Directions: Set down the lines below exactly as they stand, please. Go from the first through the one containing "a) allow string".
[Opening Entries shown section]
PR #1437, opened 2022-01-11
1409 importer handling of imvalid files

### LINKED ISSUE #1409: Importer: Handling of "invalid" files
Currently in the importer, if the first sheet of a file is identified as invalid (meaning it does not comply to one of the existing formats), it is not allowed to load the file. This can create a problem in case a user has a file where the first sheet is a description or chart fe. Also we are currently not allowing string values in the numerical columns, meaning we are rejecting files that can in the importer UI actually be configured to be imported.

Concerning this there are 3 suggestion to discuss:
a) allow string values in the numerical column (this actually is certainly a bug, since we are filtering them out later on)
b) allow files that have at least one valid sheet ( not necessarily the first one )
c) should we actually display even the non-valid sheets?

abdelr:
Fixes #1409


src/OSPSuite.Infrastructure.Import/Services/Importer.cs
```diff
@@ -113,10 +119,6 @@ public void CalculateFormat(IDataSourceFile dataSource, IReadOnlyList<ColumnInfo
             throw new UnsupportedFormatException(dataSource.Path);
 
          dataSource.AvailableFormats = AvailableFormats(dataSource.DataSheets[sheetName].RawData, columnInfos, metaDataCategories).ToList();
```
msevestre, line 121: Looking at this code, we are modifying the dataSource given as parameter. Can I suggest to change this methods so that it does not have side effect and returns the availableFormats instead? Line 108 for instance . It is not clear at all that the format will be set in this method. Thougts?

msevestre (commented):
One suggestion to avoid side effects

src/OSPSuite.Infrastructure.Import/Services/Importer.cs
msevestre: @abdelr not sure if you saw this

abdelr: > @abdelr not sure if you saw this

Sure, but this is still a work in progress since the last discussion on markers for the sheets

src/OSPSuite.Assets/UIConstants.cs
```diff
@@ -1275,6 +1277,9 @@ public static class Error
       public static readonly string NaNOnData = "Data contains NaN values at imported columns. Select a different action for NaN values or clean your data.";
       public static readonly string UnsupportedFileType = "The type of file that you are trying to open is not currently supported";
       public static readonly string CannotRemoveBaseGridColumnStillInUse = "Cannot remove base grid column still used by other columns";
+      public static readonly string SimpleParseErrorMessage = "There were errors while parsing your data. Navigate to the sheets to read the concrete error.";
+
+      public static string ParseErrorMessage(IEnumerable<string> errors) => "There were errors while parsing your data: " + string.Join(". ", errors);
```
msevestre, line 1282: here you could use string interpolation and not the old school +

msevestre (commented):
This is a big PR with some interesting changes. I need some more time to review

msevestre (changes requested):
The change in ospsuite.Dimensions is suspicious

src/OSPSuite.Infrastructure.Import/Core/DataSource.cs
```diff
@@ -16,15 +19,15 @@ public interface IDataSource
    {
       void SetDataFormat(IDataFormat dataFormat);
       void SetNamingConvention(string namingConvention);
-      void AddSheets(Cache<string, DataSheet> dataSheets, IReadOnlyList<ColumnInfo> columnInfos, string filter);
+      Cache<IDataSet, List<ParseErrorDescription>> AddSheets(Cache<string, DataSheet> dataSheets, IReadOnlyList<ColumnInfo> columnInfos, string filter);
```
msevestre, line 22: This is an unexpected signature. What does this returned cache represent? .Can you comment the interface so that we know what's going on?
In general, returning a cache is not commun weird because you are exposing the API to the consumer but it might be required

src/OSPSuite.Infrastructure.Import/Core/DataSource.cs
```diff
@@ -16,15 +19,15 @@ public interface IDataSource
...
       void SetMappings(string fileName, IEnumerable<MetaDataMappingConverter> mappings);
       ImporterConfiguration GetImporterConfiguration();
       IEnumerable<MetaDataMappingConverter> GetMappings();
       Cache<string, IDataSet> DataSets { get; }
       IEnumerable<string> NamesFromConvention();
       NanSettings NanSettings { get; set; }
       ImportedDataSet DataSetAt(int index);
-      void ValidateDataSourceUnits(IReadOnlyList<ColumnInfo> columnInfos);
+      Cache<IDataSet, List<ParseErrorDescription>> ValidateDataSourceUnits(IReadOnlyList<ColumnInfo> columnInfos);
```
msevestre, line 30: same with this one.

src/OSPSuite.Infrastructure.Import/Core/Exceptions/ParseErrorDescription.cs
```diff
@@ -0,0 +1,66 @@
...
+
+   public class NaNParseErrorDescription : ParseErrorDescription
+   {
+      public NaNParseErrorDescription()
+      {
+         Message = Error.NaNOnData;
+      }
+   }
+
+   public class MismatchingArrayLengthsParseErrorDescription : ParseErrorDescription
```
msevestre, line 27: Why do we have all those classes instead of using the string? associated with the message?

src/OSPSuite.Infrastructure.Import/Core/Exceptions/ParseErrorDescription.cs
```diff
@@ -0,0 +1,66 @@
...
+      {
+         Message = Error.InvalidErrorDimension;
+      }
+   }
+
+   public class EmptyDataSetsParseErrorDescription : ParseErrorDescription
+   {
+      public EmptyDataSetsParseErrorDescription(IEnumerable<string> dataSetNames)
+      {
+         Message = Error.EmptyDataSet($"{string.Join(", ", dataSetNames)}");
```
msevestre, line 63: use dataSetNames.ToString(", ")

src/OSPSuite.Infrastructure.Import/Core/Helpers/CachedListHelpers.cs
```diff
@@ -0,0 +1,24 @@
...
+      public static void Add<T1, T2>(Cache<T1, List<T2>> cache, T1 key, T2 x)
+      {
+         if (cache.Contains(key))
+            cache[key].Add(x);
+         else
+            cache.Add(key, new List<T2>() { x });
+      }
+
+      public static void Add<T1, T2>(Cache<T1, List<T2>> cache, T1 key, IEnumerable<T2> list)
+      {
```
msevestre, line 17: Make in an extension method (Call this CachedListExtensions) and the first one should call the other instead of duplicating.

src/OSPSuite.Infrastructure.Import/Core/IDataSet.cs
```diff
@@ -34,10 +35,9 @@ public void AddData(IEnumerable<ParsedDataSet> range)
          _data.AddRange(range);
       }
 
-      public void ThrowsOnNan(double indicator)
+      public bool NanValuesExist(double indicator)
       {
-         if (_data.Any(dataSet => dataSet.Data.Any(pair => pair.Key.ColumnInfo.IsMandatory && pair.Value.Any(point => point.Measurement == indicator || double.IsNaN(point.Measurement)))))
-            throw new NanException();
+         return _data.Any(dataSet => dataSet.Data.Any(pair => pair.Key.ColumnInfo.IsMandatory && pair.Value.Any(point => point.Measurement == indicator || double.IsNaN(point.Measurement))));
```
msevestre, line 40: can we comment a bit on this line ...please. And maybe we can break the logic a bit here because it's very complicated to decipher
Also run resharper on this file

src/OSPSuite.Infrastructure.Import/Services/Importer.cs
```diff
@@ -102,22 +102,23 @@ public IDataSourceFile LoadFile(IReadOnlyList<ColumnInfo> columnInfos, string fi
 
          if (dataSource.DataSheets == null) return null;
 
-         CalculateFormat(dataSource, columnInfos, metaDataCategories, dataSource.DataSheets.Keys.FirstOrDefault());
 
-         return dataSource;
+         foreach(var x in dataSource.DataSheets.Keys)
+         {
+            dataSource.AvailableFormats = CalculateFormat(dataSource, columnInfos, metaDataCategories, x).ToList();
+            if (dataSource.AvailableFormats?.Count > 0)
```
msevestre, line 109: Any()

msevestre: How can it be nulll if you call ToList before?

src/OSPSuite.Infrastructure.Import/Services/Importer.cs
```diff
@@ -102,22 +102,23 @@ public IDataSourceFile LoadFile(IReadOnlyList<ColumnInfo> columnInfos, string fi
...
          if (sheetName == null)
             throw new UnsupportedFormatException(dataSource.Path);
 
-         dataSource.AvailableFormats = AvailableFormats(dataSource.DataSheets[sheetName].RawData, columnInfos, metaDataCategories).ToList();
-
-         if (dataSource.AvailableFormats.Count == 0)
-            throw new UnsupportedFormatException(dataSource.Path);
-
-         dataSource.Format = dataSource.AvailableFormats.FirstOrDefault();
+         return AvailableFormats(dataSource.DataSheets[sheetName].RawData, columnInfos, metaDataCategories);
```
msevestre, line 121: This could return a IReadOnly so that you don't have to TOList earlier.

src/OSPSuite.Infrastructure.Import/Core/DataSource.cs
```diff
@@ -16,15 +19,15 @@ public interface IDataSource
    {
       void SetDataFormat(IDataFormat dataFormat);
       void SetNamingConvention(string namingConvention);
-      void AddSheets(Cache<string, DataSheet> dataSheets, IReadOnlyList<ColumnInfo> columnInfos, string filter);
+      Cache<IDataSet, List<ParseErrorDescription>> AddSheets(Cache<string, DataSheet> dataSheets, IReadOnlyList<ColumnInfo> columnInfos, string filter);
       void SetMappings(string fileName, IEnumerable<MetaDataMappingConverter> mappings);
       ImporterConfiguration GetImporterConfiguration();
       IEnumerable<MetaDataMappingConverter> GetMappings();
       Cache<string, IDataSet> DataSets { get; }
```
msevestre, line 26: I don't like this as a cache exposed. DataSet are added outside of the DataSource as it stands

src/OSPSuite.Infrastructure.Import/Core/DataSource.cs
```diff
@@ -72,16 +75,18 @@ public void SetNamingConvention(string namingConvention)
...
 
-      public void AddSheets(Cache<string, DataSheet> dataSheets, IReadOnlyList<ColumnInfo> columnInfos, string filter)
-      {         
+      public Cache<IDataSet, List<ParseErrorDescription>> AddSheets(Cache<string, DataSheet> dataSheets, IReadOnlyList<ColumnInfo> columnInfos, string filter)
+      {
          _importer.AddFromFile(_configuration.Format, filterSheets(dataSheets, filter), columnInfos, this);
          if (NanSettings == null || !double.TryParse(NanSettings.Indicator, out var indicator))
             indicator = double.NaN;
+         var errors = new Cache<IDataSet, List<ParseErrorDescription>>();
          foreach (var dataSet in DataSets.KeyValues)
```
msevestre, line 84: why are you iterating over the keyValues? You are never using the Key

msevestre (changes requested):
I see wha't's happening and this is ok. We are breaking a lot of encapsulation but passing Cache back and forth .
Cache is great because you can define a way to retrieve keys automatically by specifing a lambda. We are never using it. WE also never know what the key is. Is it the sheetName sometimes? what's a DataSet compared to a Sheet. Why are we adding DataSet with the sheet key as key..
Lots of questions for me...also coming from older code. We need to run resharper on those files because some basic optimization and code clean up are not done

abdelr:
@msevestre I encapsulated the errors on a new class. I hope it makes more sense now?

src/OSPSuite.Infrastructure.Import/Core/DataSource.cs
```diff
@@ -227,22 +277,30 @@ private void validateUnitsSupportedAndSameDimension(IReadOnlyList<ColumnInfo> co
...
                      }
                   }
                }
             }
          }
+         return errors;
       }
 
-      void IDataSource.ValidateDataSourceUnits(IReadOnlyList<ColumnInfo> columnInfos)
+      ParseErrors IDataSource.ValidateDataSourceUnits(IReadOnlyList<ColumnInfo> columnInfos)
```
msevestre, line 299: Why the IDataSource. here?

src/OSPSuite.Infrastructure.Import/Core/Helpers/CachedListHelpers.cs
```diff
@@ -0,0 +1,24 @@
+﻿using OSPSuite.Utility.Collections;
+using System.Collections.Generic;
+
+namespace OSPSuite.Infrastructure.Import.Core.Helpers
+{
+   static public class CachedListHelpers
```
msevestre, line 6: This needs to be removed right?

src/OSPSuite.Infrastructure.Import/Core/IDataSet.cs
```diff
@@ -34,10 +35,21 @@ public void AddData(IEnumerable<ParsedDataSet> range)
          _data.AddRange(range);
       }
 
-      public void ThrowsOnNan(double indicator)
+      public bool NanValuesExist(double indicator)
       {
-         if (_data.Any(dataSet => dataSet.Data.Any(pair => pair.Key.ColumnInfo.IsMandatory && pair.Value.Any(point => point.Measurement == indicator || double.IsNaN(point.Measurement)))))
-            throw new NanException();
+         //returns true if for any ParsedDataSet 
+         return _data.Any(
```
msevestre, line 41: YES!!!!

src/OSPSuite.UI/Views/Importer/ImporterDataView.cs
```diff
@@ -222,13 +228,12 @@ public string GetActiveFilterCriteria()
 
       public void AddTabs(List<string> sheetNames)
       {
-         //we should seek an alternative
+         importerTabControl.Images = imageCollection1;
```
msevestre, line 231: rename this control

src/OSPSuite.UI/Views/Importer/ImporterDataView.resx
```diff
@@ -117,8 +117,50 @@
...
     <value>17, 17</value>
+  </metadata>
+  <data name="useForImportCheckEdit.ToolTip" xml:space="preserve">
+    <value>When selected, the filter will apply to the data during the import process. When deselected, the filter only affects this view. Check documentation for more information on defining filters: &lt;href=https://docs.open-systems-pharmacology.org/shared-tools-and-example-workflows/features-of-tables#filtering&gt;https://docs.open-systems-pharmacology.org/shared-tools-and-example-workflows/features-of-tables#filtering&lt;/href&gt;</value>
+  </data>
+  <metadata name="imageCollection1.TrayLocation" type="System.Drawing.Point, System.Drawing, Version=4.0.0.0, Culture=neutral, PublicKeyToken=b03f5f7f11d50a3a">
+    <value>163, 17</value>
+  </metadata>
+  <assembly alias="DevExpress.Utils.v21.2" name="DevExpress.Utils.v21.2, Version=21.2.3.0, Culture=neutral, PublicKeyToken=b88d1754d700e49a" />
+  <data name="imageCollection1.ImageStream" type="DevExpress.Utils.ImageCollectionStreamer, DevExpress.Utils.v21.2" mimetype="application/x-microsoft.net.object.bytearray.base64">
```
msevestre, line 130: We do not use images like that at all. Icons are added to the ImageList and are loaded all dynamically

msevestre (changes requested):
The domain codes is SO Much better. Thanks
The UI code needs to be updated :
Some controls have default naming with 1 at the end
Not proper usage of icons

src/OSPSuite.UI/Views/Importer/ImporterDataView.cs
```diff
@@ -286,10 +291,55 @@ public void SetFilter(string filter)
...
+      }
       public string GetFilter()
       {
          return DevExpress.Data.Filtering.CriteriaToWhereClauseHelper.GetDataSetWhere(dataViewingGridView.ActiveFilterCriteria);
       }
+
+      private void refreshErrorMessage()
+      {
+
+         if (_lastLoadedDataSets.Contains(SelectedTab) && _lastErrors.Contains(_lastLoadedDataSets[SelectedTab]))
```
msevestre, line 311: somehow this feels like this code belongs in the presenter.

src/OSPSuite.UI/Views/Importer/ImporterDataView.cs
```diff
@@ -286,10 +291,55 @@ public void SetFilter(string filter)
...
+            labelControlError.Text = "";
+            layoutControlItem2.Visibility = DevExpress.XtraLayout.Utils.LayoutVisibility.Never;
+         }
+      }
+
+      private void refreshErrorMarks()
+      {
+         importerTabControl.TabPages.Each(x =>
+         {
+            if (_lastLoadedDataSets.Contains(x.Text))
```
msevestre, line 327: this codes for which image to show also belongs in the presenter 
And hopefully, we won't have those magin number anymore 1 and 0 once we use ApplicationIcons

src/OSPSuite.UI/Views/Importer/ImporterDataView.resx
```diff
@@ -117,8 +117,50 @@
   <resheader name="writer">
     <value>System.Resources.ResXResourceWriter, System.Windows.Forms, Version=4.0.0.0, Culture=neutral, PublicKeyToken=b77a5c561934e089</value>
   </resheader>
-  <assembly alias="System.Drawing" name="System.Drawing, Version=4.0.0.0, Culture=neutral, PublicKeyToken=b03f5f7f11d50a3a" />
-  <data name="errorProvider.TrayLocation" type="System.Drawing.Point, System.Drawing">
+  <metadata name="errorProvider.TrayLocation" type="System.Drawing.Point, System.Drawing, Version=4.0.0.0, Culture=neutral, PublicKeyToken=b03f5f7f11d50a3a">
     <value>17, 17</value>
+  </metadata>
+  <data name="useForImportCheckEdit.ToolTip" xml:space="preserve">
+    <value>When selected, the filter will apply to the data during the import process. When deselected, the filter only affects this view. Check documentation for more information on defining filters: &lt;href=https://docs.open-systems-pharmacology.org/shared-tools-and-example-workflows/features-of-tables#filtering&gt;https://docs.open-systems-pharmacology.org/shared-tools-and-example-workflows/features-of-tables#filtering&lt;/href&gt;</value>
```
msevestre, line 124: Tootip needs to be put into constants!

src/OSPSuite.Infrastructure.Import/Core/DataSource.cs
```diff
@@ -155,7 +155,26 @@ public IEnumerable<string> NamesFromConvention()
...
 
-      public ImportedDataSet DataSetAt(int index)
+      public IDataSet DataSetAt(int index)
+      {
+         var sheetIndex = 0;
+         var sheet = DataSets.GetEnumerator();
+         var accumulatedIndexes = 0;
+         while (sheet.MoveNext() && index >= 0)
+         {
+            if (sheet.Current.Data.Count() > index)
```
msevestre, line 165: (sheet.Current.Data.Count() 3 times in the same while loop. Maybe cache it?

abdelr:
@msevestre Only open PR. Just adding you to the comment to make sure you know this is ready for revision.

src/OSPSuite.Infrastructure.Import/Core/DataSource.cs
```diff
@@ -117,7 +155,27 @@ public IEnumerable<string> NamesFromConvention()
          return _importer.NamesFromConvention(_configuration.NamingConventions, _configuration.FileName, DataSets, _mappings);
       }
 
-      public ImportedDataSet DataSetAt(int index)
+      public IDataSet DataSetAt(int index)
```
msevestre, line 158: Let's talk about this in the meeting. I don't understand what this is doing.

msevestre:
I think this is working as expected. I have my concerns regarding the deeply nested structure in DataSource.cs
I am going to merge this however and this can be addressed at some other time. I will create an issue for this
[Closing Entries shown section]
Worked solution:
PR #1437, opened 2022-01-11
1409 importer handling of imvalid files

### LINKED ISSUE #1409: Importer: Handling of "invalid" files
Currently in the importer, if the first sheet of a file is identified as invalid (meaning it does not comply to one of the existing formats), it is not allowed to load the file. This can create a problem in case a user has a file where the first sheet is a description or chart fe. Also we are currently not allowing string values in the numerical columns, meaning we are rejecting files that can in the importer UI actually be configured to be imported.

Concerning this there are 3 suggestion to discuss:
a) allow string values in the numerical column (this actually is certainly a bug, since we are filtering them out later on)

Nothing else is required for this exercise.